O Parlamento Europeu alerta para isso em um relatório do eurodeputado holandês Peter van Dalen (ChristenUnie). Seu relatório foi aprovado com 512 votos favoráveis, 21 contrários e 159 abstenções.
Os novos parques eólicos no mar não devem causar transtornos à pesca e os pescadores devem ser envolvidos na tomada de decisões já antes da construção. Além disso, os países da UE devem garantir que parques eólicos só sejam construídos a grande distância dos locais de pesca. Caso a pesca sofra prejuízos devido aos parques de energia offshore, deve haver indenização para os pescadores afetados.

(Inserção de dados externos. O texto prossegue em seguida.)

PR #1069, opened 2021-01-29
AVRO-3030: Remove the PUBLIC_DEPRECATED

Fokko:

### Jira

### Tests

### Commits

### Documentation


RyanSkraba (approved):

RyanSkraba:
This looks good to me -- but just a quick thought: 

`PUBLIC_DEPRECATED` might still  be useful for developers changing their specific compiler settings from PUBLIC to PRIVATE, to warn their downstream projects that a breaking change is coming to their generated classes.

I don't think that's an _extremely_ common use case: as far as I know, we never share generated classes at our company (and only share schemas).  What do you think?

Fokko:
The `PUBLIC_DEPRECATED` has been the default since 1.7.4, so the downstream projects should get the warnings for a while. I like to remove this limbo state, and either force users to go public or private (and use the getters and setters). This reduces the noise in the generated templates.

I use the generated classes a lot, and this should not be a problem to me, I prefer to use the getters/setters.

Fokko:
I'll target this for 1.11

RyanSkraba:
Thanks for the confirmation and the cleanup!  :+1:

PR #1078, opened 2021-02-01
AVRO-3033: Fix flaky file descriptor test

RyanSkraba:
Retry the test for leaked file descriptors in case there was a change due to a running background process.

### Jira

- [X] My PR addresses the following [Avro Jira](https://issues.apache.org/jira/browse/AVRO/) issues and references them in the PR title. For example, "AVRO-3033: My Avro PR"

### Tests

### Commits

### Documentation

### DIFF
--- a/lang/java/avro/src/test/java/org/apache/avro/TestDataFileReader.java
+++ b/lang/java/avro/src/test/java/org/apache/avro/TestDataFileReader.java
@@ -18,7 +18,6 @@
 package org.apache.avro;
 
 import static org.junit.Assert.assertEquals;
-import static org.junit.Assert.assertTrue;
 import static org.junit.Assert.fail;
 
 import java.io.File;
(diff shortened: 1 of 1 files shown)


kojiromike (approved):
Awesome! Do we have any idea what the failure rate of this check is, empirically? And we're sure it's really a spurious failure and not a legit resource leak? (If so, there's something subtly wrong about the environment where the test is running, isn't there?)

Fokko (approved):

RyanSkraba:
Hello!  When I repeatedly ran the test, there were 5-10 failures over 100K runs in 20 seconds.  That's not really rigorous, because I wasn't running in any sort of isolation and my machine was doing other stuff.  There were never two failures in a row.

It looks like before fixing the bug AVRO-2286, the number of openFilesBeforeOperation was **always** greater than openFilesAfterOperation.  In practice, now they're **usually** the same value, which is promising evidence that there isn't a resource leak there.  

The flakiness of the test comes from the fact that "something" might be fuzzing either of them off by one.  I used to see this in travis and local builds too (but infrequently).  It might be a background, system-process or an action like garbage collection.  I don't think it's instability of the machine, it's just not as deterministic as we'd like.

I'll add this info to the commit message and we can watch for further failures, I guess!  If we find evidence for either resource leaks or we see the flaky test continue, we can revisit it.

PR #1081, opened 2021-02-03
AVRO-3014: Log a warning on ignored logicalType

RyanSkraba:
When parsing a schema, we currently log a warning when a `logicalType` property is ignored on a schema if the underlying primitive is not supported.

The `logicalType` annotation is also always ignored on a field, since the annotation only has meaning on a schema.  This is a very common mistake.  This PR logs a warning if there is a `logicalType` property on a field, and missing from the field's schema.

### Jira

  - https://issues.apache.org/jira/browse/AVRO-3014

### Tests

### Commits

### Documentation

### DIFF
--- a/lang/java/avro/src/test/java/org/apache/avro/TestSchemaWarnings.java
+++ b/lang/java/avro/src/test/java/org/apache/avro/TestSchemaWarnings.java
@@ -1,0 +1,109 @@
+/*
+ * Licensed to the Apache Software Foundation (ASF) under one
+ * or more contributor license agreements.  See the NOTICE file
+ * distributed with this work for additional information
+ * regarding copyright ownership.  The ASF licenses this file
+ * to you under the Apache License, Version 2.0 (the
+ * "License"); you may not use this file except in compliance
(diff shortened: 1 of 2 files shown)


lang/java/avro/src/test/java/org/apache/avro/TestSchemaWarnings.java
```diff
@@ -0,0 +1,109 @@
...
+    // Force reparsing the schema. No warning should be logged, and the logical type
+    // should be applied.
+    s = new Schema.Parser().parse(s.toString());
+    assertThat(getCapturedStdErr(), is(""));
+    assertThat(s.getField("a1").schema().getLogicalType(), is(LogicalTypes.date()));
+
+  }
+
+  @Test
+  public void testWarnWhenTheLogicalTypeIsIgnored() {
```
RyanSkraba, line 96: (This test is for the existing warning, no changes here in this PR).

iemejia (approved):
LGTM Avro logs rarely in core classes but this change seems worth. If the extra output ends up causing any issue downstream people can disable it anyway so :+1:

PR #1082, opened 2021-02-06
AVRO-3036: add schema matching for bytes decimal logical type in Ruby

tjwp:
In https://github.com/apache/avro/pull/918 it was identified that matching during schema resolution is missing for bytes decimal logical types in the Ruby implementation. (There is no support yet in the Ruby implementation for the fixed decimal.)

Instead of embedding the logic for this specific check in the `SchemaCompatibility` module, I've made a small, initial step in the direction of making this checking more object-oriented. The matching logic needed is added to the `BytesSchema` class.

### Jira

- [x] My PR addresses the following https://issues.apache.org/jira/browse/AVRO-3036

### Tests

- [x] My PR adds the following unit tests: `test_bytes_decimal` in `test_schema_compatibility.rb`

### Commits

### DIFF
--- a/lang/ruby/lib/avro/schema.rb
+++ b/lang/ruby/lib/avro/schema.rb
@@ -500,11 +500,13 @@ module Avro
       end
 
       def match_schema?(schema)
+        return true if super
+
         if logical_type == DECIMAL_LOGICAL_TYPE && schema.logical_type == DECIMAL_LOGICAL_TYPE
           return precision == schema.precision && (scale || 0) == (schema.scale || 0)
         end
 
-        return super
+        false
       end
     end
 
@@ -532,11 +534,13 @@ module Avro
       end
 
       def match_schema?(schema)
+        return true if super && size == schema.size
+
         if logical_type == DECIMAL_LOGICAL_TYPE && schema.logical_type == DECIMAL_LOGICAL_TYPE
           return precision == schema.precision && (scale || 0) == (schema.scale || 0)
         end
 
-        super && size == schema.size
+        false
       end
     end
 
--- a/lang/ruby/lib/avro/schema.rb
+++ b/lang/ruby/lib/avro/schema.rb
@@ -77,7 +77,9 @@ module Avro
           case type_sym
           when :fixed
             size = json_obj['size']
-            return FixedSchema.new(name, namespace, size, names, logical_type, aliases)
+            precision = json_obj['precision']
+            scale = json_obj['scale']
+            return FixedSchema.new(name, namespace, size, names, logical_type, aliases, precision, scale)
           when :enum
             symbols = json_obj['symbols']
             doc     = json_obj['doc']
@@ -284,6 +286,10 @@ module Avro
 
       def match_fullname?(name)
         name == fullname || fullname_aliases.include?(name)
+      end
+
+      def match_schema?(schema)
+        type_sym == schema.type_sym && match_fullname?(schema.fullname)
       end
     end
 
@@ -494,13 +500,8 @@ module Avro
       end
 
       def match_schema?(schema)
-        if type_sym == schema.type_sym
-          return false if logical_type != schema.logical_type
-
-          if logical_type == DECIMAL_LOGICAL_TYPE
-            return false if precision != schema.precision
-            return false if (scale || 0) != (schema.scale || 0)
-          end
+        if logical_type == DECIMAL_LOGICAL_TYPE && schema.logical_type == DECIMAL_LOGICAL_TYPE
+          return precision == schema.precision && (scale || 0) == (schema.scale || 0)
         end
 
         return super
@@ -508,19 +509,34 @@ module Avro
     end
 
     class FixedSchema < NamedSchema
-      attr_reader :size
-      def initialize(name, space, size, names=nil, logical_type=nil, aliases=nil)
+      attr_reader :size, :precision, :scale
+      def initialize(name, space, size, names=nil, logical_type=nil, aliases=nil, precision=nil, scale=nil)
         # Ensure valid cto args
         unless size.is_a?(Integer)
           raise AvroError, 'Fixed Schema requires a valid integer for size property.'
         end
         super(:fixed, name, space, names, nil, logical_type, aliases)
         @size = size
+        @precision = precision
+        @scale = scale
       end
 
       def to_avro(names=Set.new)
         avro = super
-        avro.is_a?(Hash) ? avro.merge('size' => size) : avro
+        return avro if avro.is_a?(String)
+
+        avro['size'] = size
+        avro['precision'] = precision if precision
+        avro['scale'] = scale if scale
+        avro
+      end
+
+      def match_schema?(schema)
+        if logical_type == DECIMAL_LOGICAL_TYPE && schema.logical_type == DECIMAL_LOGICAL_TYPE
+          return precision == schema.precision && (scale || 0) == (schema.scale || 0)
+        end
+
+        super && size == schema.size
       end
     end
 
--- a/lang/ruby/lib/avro/schema.rb
+++ b/lang/ruby/lib/avro/schema.rb
@@ -38,6 +38,8 @@ module Avro
 
     DEFAULT_VALIDATE_OPTIONS = { recursive: true, encoded: false }.freeze
 
+    DECIMAL_LOGICAL_TYPE = 'decimal'.freeze
+
     def self.parse(json_string)
       real_parse(MultiJson.load(json_string), {})
     end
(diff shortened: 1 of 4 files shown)


lang/ruby/lib/avro/schema.rb
```diff
@@ -485,6 +490,19 @@ def to_avro(names=nil)
         avro['scale'] = scale if scale
         avro
       end
+
+      def match_schema?(schema)
+        if type_sym == schema.type_sym
+          return false if logical_type != schema.logical_type
+
+          if logical_type == 'decimal'.freeze
```
ziggythehamster, line 498: You should define this as a class-level (frozen) constant and then use `DECIMAL` here

tjwp: Sure, I can make a change like that, but do you know if actually makes a difference since the Ruby VM will treat this frozen string like a constant, and will not allocate a new one on each invocation:

```
irb(main):001:0> def frozen_string_alloc
irb(main):002:1>   "foo".freeze.object_id
irb(main):003:1> end
=> :frozen_string_alloc
irb(main):004:0> frozen_string_alloc
=> 70328047113620
irb(main):005:0> frozen_string_alloc
=> 70328047113620 # <---------------------- same object
```

jturkel (commented):
The [spec](https://avro.apache.org/docs/current/spec.html#Decimal) says:

> For the purposes of schema resolution, two schemas that are decimal logical types match if their scales and precisions match.

I read that to mean a fixed decimal type and a bytes decimal type can match as long as their precisions and scale match. That seems problematic with this factoring of schema matching logic with I like otherwise.

lang/ruby/lib/avro/schema.rb
ziggythehamster: The above behavior depends on a few things:

- Strings shorter than a certain length are allocated differently than strings over that length. I think it's 19 bytes, but don't quote me.
- Newer Ruby versions (and irb) may freeze strings by default. Depends on your distro's config and whatnot. The `# frozen_string_literal: true` pragma in a .rb file will force this.
- `"foo"` might allocate a string, but `"foo".freeze` looks it up in the string table, resulting in the same object ID as you would expect. But you still allocated `"foo"`. You'll have to use something like `memory_profiler` to know for sure (and this will work differently in say Ruby 2.4 than it does in Ruby 2.7).
- Ruby applications which are compiled into `iseq` files before executing (e.g., with Bootsnap) might result in different behavior in terms of whether the original non-frozen string is allocated each time the method is run or not.

One thing to note as well is that Ruby constants don't necessarily work like you would expect. `FOO = String("bar")` is legal, and then you can `FOO.concat("baz")`. In Ruby versions prior to them implementing immutable strings (so, IIRC, 2.5 and earlier), `"bar"` and `String("bar")` are the same. You can freeze the string, which makes `.concat` illegal, but constant values aren't frozen by default.

Basically what I want to point out is that you might be doing something that is interpreted like this:

```
every call:
  allocate string "foo"
  lookup this string in the string table
  return frozen reference
  deallocate string "foo"
```

but what you actually want is:

```
on load:
  allocate string "foo"
  lookup and store string in the string table

every call:
  get frozen reference
```

The latter should be the case with `# frozen_string_literal: true`, but this library targets older Ruby versions than that and so you probably want to ensure that happens.

ziggythehamster:
My interpretation of "a schema" in this situation means "a type of thing", so a `bytes` and a `fixed` are different schemas. I don't think there's actually any reason why it matters since this is basically `binary` vs `varbinary` and so it would be more flexible to not care if they're different physical types but otherwise are identical logical types.

Thinking about non-decimal, if say a UUID could be stored as a string or a 16 byte fixed or a bytes, I'd consider all UUID logical types to be compatible (e.g., if a schema evolves from string to fixed, then a UUID logical type would have different conversion procedures but still end up with compatible conversions)

lang/ruby/lib/avro/schema.rb
tjwp: Thanks @ziggythehamster, I had not considered that a string may be allocated before the frozen reference is looked up!

tjwp:
@jturkel @ziggythehamster Good catch on fixed and bytes decimal logical types being compatible! From looking at the Java implementation my understanding is that they would match.

Right now the Ruby implementation doesn't even parse decimal logical types for fixed schemas. I'll look at adding that here in addition to adjusting the schema matching. Support for the fixed decimal encoding/decoding can be added separately, similar to the separate addition of the bytes support here: https://github.com/apache/avro/pull/1102

tjwp:
@jturkel @ziggythehamster @andrewthauer I've gone around and around a couple of times on how I think this matching should work. 

I'd appreciate it if you could take another look at this code, but I'll outline what I settled on and why:

1. Decimal logical types (whether bytes of fixed) now match if they have the same precision and scale. This is was issue caught in the previous review (thank you!).
2. Bytes schemas will always match, and the decimal logical type is ignored for matching. I made this decision to ensure that encoded data can always be read. I believe that this is consistent with the specification that "If a logical type is invalid ..., then implementations should ignore the logical type and use the underlying Avro type". For example, the Ruby implementation has included support for parsing decimal logical types before support encoding/decoding. Making this choice allows encoded data written when the decimal logical type was ignored to still be read by a future release.
3. Similarly, fixed schemas will always match based on the usual (name & size) constraints for fixed schemas, and the decimal logical type is ignored for matching. Again, I think this is consistent with allowing data to be decoded even when decimal logical type was not implemented previously. This may be the situation again for the Ruby implementation where there is not yet fixed decimal logical type encoding/decoding support.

Em 25 anos, deverá ser usado no mar um espaço 15 vezes maior do que atualmente para parques eólicos. Oitenta por cento de todas as embarcações de pesca na UE são de pequena escala, com barcos pequenos, próximos à costa. Eles navegam principalmente em águas costeiras onde muitos desses novos aerogeradores estão planejados para ser instalados.
A construção de novos parques eólicos offshore também pode causar impactos negativos na vida marinha. Para reduzir esses riscos, é necessário mais pesquisa sobre os efeitos negativos no fundo do mar, tanto durante a construção quanto devido ao funcionamento dos aerogeradores. Após algumas décadas, eles precisarão ser substituídos ou desativados. Em ambos os casos, devem ser realizados estudos sobre as possíveis consequências.
Como 85% dos parques eólicos offshore estarão localizados nos mares do norte da União Europeia, é necessária uma boa cooperação com o Reino Unido. Isso envolve, entre outros, turbinas no Mar do Norte e no Atlântico Norte. Por isso, o Parlamento Europeu quer que a Comissão Europeia estabeleça bons acordos com Londres.
“Os pescadores são os usuários mais antigos do mar e, portanto, deve haver verdadeira cooperação com eles na construção de parques eólicos offshore”, afirma o eurodeputado holandês Peter van Dalen (ChristenUnie). Ele defende os pescadores. “Eles tiram seu sustento do mar e, por isso, é plenamente lógico que esse setor tenha uma voz decisiva na forma de participação. Isso é mais do que apenas ‘dar opinião’.”
Os próprios pescadores também podem considerar o uso de novas fontes de energia, concordam os deputados. Parques eólicos flutuantes, hidrogênio renovável, assim como energia eólica e solar podem ser usados em alguns locais da pesca.
Além disso, deve ser pensado em como combinar os parques eólicos offshore com áreas naturais protegidas no mar. Atualmente, os mares europeus já contam com 110 parques eólicos com mais de cinco mil turbinas. Até 2050 deverá ser utilizado no mar um espaço 15 vezes maior para turbinas do que o atualmente existente.
No relatório, é enfatizado que os pescadores devem ter real poder de decisão, “mais do que uma simples participação”, afirmou Van Dalen em uma coletiva de imprensa em Estrasburgo.